Exercise prompt: Find how many lines in the material below hold the word "going". Reply with that figure alone.

Material for the task:
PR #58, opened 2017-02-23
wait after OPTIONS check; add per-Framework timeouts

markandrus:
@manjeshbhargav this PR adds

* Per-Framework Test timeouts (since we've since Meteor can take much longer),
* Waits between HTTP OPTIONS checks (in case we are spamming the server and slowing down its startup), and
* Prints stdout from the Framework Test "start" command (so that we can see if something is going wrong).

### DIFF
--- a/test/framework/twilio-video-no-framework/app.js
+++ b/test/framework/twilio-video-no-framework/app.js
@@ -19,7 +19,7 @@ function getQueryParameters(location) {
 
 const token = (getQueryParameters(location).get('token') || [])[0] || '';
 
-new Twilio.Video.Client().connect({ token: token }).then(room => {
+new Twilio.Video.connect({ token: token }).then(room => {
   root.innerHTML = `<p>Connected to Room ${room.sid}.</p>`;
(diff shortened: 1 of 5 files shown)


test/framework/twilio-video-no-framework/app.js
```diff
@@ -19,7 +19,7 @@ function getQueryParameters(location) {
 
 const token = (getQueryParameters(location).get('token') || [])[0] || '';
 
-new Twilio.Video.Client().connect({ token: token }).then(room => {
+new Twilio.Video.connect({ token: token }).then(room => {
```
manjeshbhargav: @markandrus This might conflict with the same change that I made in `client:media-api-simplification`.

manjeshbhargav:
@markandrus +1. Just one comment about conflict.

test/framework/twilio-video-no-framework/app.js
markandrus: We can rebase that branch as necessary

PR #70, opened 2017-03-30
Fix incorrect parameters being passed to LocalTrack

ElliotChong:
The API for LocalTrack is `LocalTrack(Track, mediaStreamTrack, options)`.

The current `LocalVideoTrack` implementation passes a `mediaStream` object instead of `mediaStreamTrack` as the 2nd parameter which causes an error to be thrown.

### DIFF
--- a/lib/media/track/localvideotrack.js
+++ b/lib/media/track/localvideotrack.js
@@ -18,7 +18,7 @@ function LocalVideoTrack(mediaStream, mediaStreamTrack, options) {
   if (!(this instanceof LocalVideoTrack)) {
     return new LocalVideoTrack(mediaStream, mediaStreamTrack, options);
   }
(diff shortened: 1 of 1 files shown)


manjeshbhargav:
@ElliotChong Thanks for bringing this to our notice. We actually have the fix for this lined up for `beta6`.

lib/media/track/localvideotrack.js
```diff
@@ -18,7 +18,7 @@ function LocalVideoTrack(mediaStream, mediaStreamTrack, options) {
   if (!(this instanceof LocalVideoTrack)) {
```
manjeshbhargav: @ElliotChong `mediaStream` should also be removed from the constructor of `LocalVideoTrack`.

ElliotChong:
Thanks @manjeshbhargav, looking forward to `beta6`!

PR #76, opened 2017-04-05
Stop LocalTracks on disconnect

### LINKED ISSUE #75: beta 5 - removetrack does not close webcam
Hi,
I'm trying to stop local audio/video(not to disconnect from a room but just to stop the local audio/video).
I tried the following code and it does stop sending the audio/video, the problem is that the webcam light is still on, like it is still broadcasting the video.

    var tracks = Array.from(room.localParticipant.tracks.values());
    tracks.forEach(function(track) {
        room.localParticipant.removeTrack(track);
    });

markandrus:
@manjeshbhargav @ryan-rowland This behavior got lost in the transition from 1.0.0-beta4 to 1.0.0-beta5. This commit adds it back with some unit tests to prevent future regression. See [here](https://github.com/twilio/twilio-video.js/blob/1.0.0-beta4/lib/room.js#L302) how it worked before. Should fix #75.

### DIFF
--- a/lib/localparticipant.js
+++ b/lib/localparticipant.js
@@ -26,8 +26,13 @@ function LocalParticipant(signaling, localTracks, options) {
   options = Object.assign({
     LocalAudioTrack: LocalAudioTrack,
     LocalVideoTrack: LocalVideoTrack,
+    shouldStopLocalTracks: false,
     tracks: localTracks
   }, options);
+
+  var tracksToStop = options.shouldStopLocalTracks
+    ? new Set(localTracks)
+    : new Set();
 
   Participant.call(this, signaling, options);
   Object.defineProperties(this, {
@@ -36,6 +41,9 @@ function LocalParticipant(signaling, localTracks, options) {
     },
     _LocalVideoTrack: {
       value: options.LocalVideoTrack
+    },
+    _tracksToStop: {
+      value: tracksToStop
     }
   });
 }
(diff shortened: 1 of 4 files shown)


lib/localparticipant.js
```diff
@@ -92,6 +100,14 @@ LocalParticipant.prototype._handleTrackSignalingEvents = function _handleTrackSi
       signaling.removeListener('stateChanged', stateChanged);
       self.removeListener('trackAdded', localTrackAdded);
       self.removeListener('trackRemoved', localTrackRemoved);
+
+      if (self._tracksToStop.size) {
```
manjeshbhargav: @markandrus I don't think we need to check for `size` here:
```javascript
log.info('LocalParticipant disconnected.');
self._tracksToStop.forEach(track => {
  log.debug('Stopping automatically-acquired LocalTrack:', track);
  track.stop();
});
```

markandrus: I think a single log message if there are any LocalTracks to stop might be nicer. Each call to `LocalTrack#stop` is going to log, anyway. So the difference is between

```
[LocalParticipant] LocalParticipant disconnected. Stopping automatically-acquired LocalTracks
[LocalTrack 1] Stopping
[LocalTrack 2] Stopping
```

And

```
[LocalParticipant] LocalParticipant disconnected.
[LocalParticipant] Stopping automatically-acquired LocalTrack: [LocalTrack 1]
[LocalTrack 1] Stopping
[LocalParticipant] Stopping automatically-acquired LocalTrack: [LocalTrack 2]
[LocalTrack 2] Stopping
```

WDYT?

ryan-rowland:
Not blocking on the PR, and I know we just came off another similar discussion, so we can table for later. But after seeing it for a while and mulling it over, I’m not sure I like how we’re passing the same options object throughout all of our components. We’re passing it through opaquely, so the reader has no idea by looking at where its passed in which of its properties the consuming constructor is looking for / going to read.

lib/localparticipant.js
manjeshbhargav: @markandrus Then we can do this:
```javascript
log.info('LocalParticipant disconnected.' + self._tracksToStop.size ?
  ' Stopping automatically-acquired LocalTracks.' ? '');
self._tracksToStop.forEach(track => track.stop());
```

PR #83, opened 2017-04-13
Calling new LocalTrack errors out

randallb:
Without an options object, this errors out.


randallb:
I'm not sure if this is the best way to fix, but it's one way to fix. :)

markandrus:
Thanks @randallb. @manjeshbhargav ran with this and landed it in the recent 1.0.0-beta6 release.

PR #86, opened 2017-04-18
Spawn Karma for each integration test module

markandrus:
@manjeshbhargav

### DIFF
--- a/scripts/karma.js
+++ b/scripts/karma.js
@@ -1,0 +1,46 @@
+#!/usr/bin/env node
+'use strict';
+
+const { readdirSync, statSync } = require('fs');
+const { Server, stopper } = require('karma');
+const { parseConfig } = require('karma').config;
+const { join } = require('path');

Task result: 3